Survey USA, 10/17/06: Cardin 46, Steele 46
Zogby Interactive, 10/16/06: Cardin 51, Steele 43
Rasmussen, 10/12/06: Cardin 53, Steele 44
Public Opinion Strategy, 10/4/06: Cardin 47, Steele 43
Zogby, 10/2/06: Cardin 45, Steele 37
Gallup, 10/1/06: Cardin 54, Steele 39
Voter-Consumer Research, 9/28: Cardin 44, Steele 39
Mason Dixon, 9/26: Cardin 47, Steele 41
Zogby Interactive, 9/25: Cardin 52, Steele 39
Survey USA, 9/19: Steele 48, Cardin 47
Potomac Inc., 9/18: Cardin 51, Steele 40
Rasmussen, 9/13: Cardin 50, Steele 43
Zogby Interactive, 9/5: Cardin 49, Steele 40
Gonzales, 8/25: Cardin 44, Steele 39
Zogby Interactive, 8/21: Cardin 50, Steele 41
Rasmussen, 8/9: Cardin 47, Steele 42
Public Opinion Strategy, 8/2: Cardin 43, Steele 35

Survey USA and Rasmussen are IVR ("interactive voice response") polls or more colloquially, "robopolls." Zogby Interactive is an Internet-based poll (Zogby polls are traditional telephone polls). The reliability of IVR and Internet polling is the subject of great debate. The remaining pollsters poll by the traditional means of the telephone.

So is there a big discrepancy across poll type? Not really, if you exclude Survey USA. In fact, there is a pretty consistent pattern, which is Cardin leading by between 7 and 10 points. Let's take a look.
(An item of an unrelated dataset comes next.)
Issue #835, opened 2019-02-21
mam2: various notes and bugs


thibault-martinez:
- [x] `mam_wots_t` remove `spongos` field, it is volatile and can be instantiated locally in functions `mam_wots_xxx`. Rename `mam_wots_t` to `mam_wots_sk_t`.
- [x] `mam_channel_t` `name` convert to a _fixed size_ field like `trit_t name[MAM2_CHANNEL_NAME_SIZE]`; fixed size will have an advantage that the prefix can be statically defined; same for `mam_endpoint_t`.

The two Survey USA polls are the best for Steele, but are wildly different from the Rasmussen polls utilizing the same technology. The average of the two Survey USA polls is Steele 47, Cardin 46.5. The average of the three Rasmussen polls is Cardin 50, Steele 43, with a decided trend line in favor of Cardin (47, 50, 53). The average of the four Internet-based Zogby Interactive polls is Cardin 50.5, Steele 40.8, pretty consistent with Rasmussen.
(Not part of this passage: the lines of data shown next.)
PR #1110, opened 2019-04-16
model: reduce the size of transaction field masks

thibault-martinez:


oopsmonk:
Would you mind adding test cases for mask fields?

thibault-martinez:
@oopsmonk That's already done here https://github.com/iotaledger/entangled/blob/develop/common/model/tests/test_transaction.c#L48

oopsmonk (approved):

PR #1122, opened 2019-04-23
utils: fix current timestamp ms on windows

### LINKED ISSUE #1116: utils: investigate current_timestamp_ms failure on Windows

thibault-martinez:
Fixes #1116


utils/time.c
```diff
@@ -21,11 +21,12 @@
 
 uint64_t current_timestamp_ms() {
 #ifdef _WIN32
-  SYSTEMTIME time;
+  __int64 wintime;
 
-  GetSystemTime(&time);
-  LONG ms = (time.wSecond * 1000) + time.wMilliseconds;
-  return ms;
+  GetSystemTimeAsFileTime((FILETIME*)&wintime);
```
oopsmonk, line 26: Do not cast a pointer to a FILETIME structure to either a ULARGE_INTEGER* or __int64* value because it can cause alignment faults on 64-bit Windows.
ref: https://docs.microsoft.com/en-us/windows/desktop/api/minwinbase/ns-minwinbase-filetime

oopsmonk (changes requested):

utils/time.c
thibault-martinez: I'm doing the opposite here.
Even though they don't specify anything about that in the documentation and it appears to be ok (https://stackoverflow.com/questions/5404277/porting-clock-gettime-to-windows#comment64618848_31335254), I'll try to remove ambiguity.

tsvisabo (approved):

oopsmonk (approved):

PR #1175, opened 2019-05-10
gossip: keep ping pong alive on missing requests

thibault-martinez:
Still investigating this.


thibault-martinez:
Will be part of #1318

There have been eight traditional phone-based polls, with an average as follows: Cardin 46.9, Steele 39.1. One thing we notice right off is that phone-based polling has a much higher level of undecided voters (14% versus 6.5%, 7% and 8.7% for the "new age polls). The other point that arises is that the closest of the eight phone polls was a 4 point lead for Cardin. Even if you take out the Gallup outlier (54-39), the remaining 7 polls show an average of Cardin 45.9, Steele 39.1, an average lead of 6.8 points.

So to summarize:

Survey USA: 2 polls, Steele by 0.5
Rasmussen: 3 polls, Cardin by 7.0
Zogby Interactive: 4 polls, Cardin by 9.7
Phone polls: 8 polls, Cardin by 7.8

Other than Survey USA, there is remarkable consistency across all the polls by poll type, with only an average difference of 2.7%, less than the margin of error, across three poll types and 15 different polls.

Bottom line: unless and until a non-Survey USA poll shows up with similar numbers, assume that the SUSA polls are not just outliers, they're wrong. Until demonstrated otherwise, Cardin leads by 7-10 points, plus or minus the margin of error. And when you get to averaging 15 polls, that margin of error is pretty small.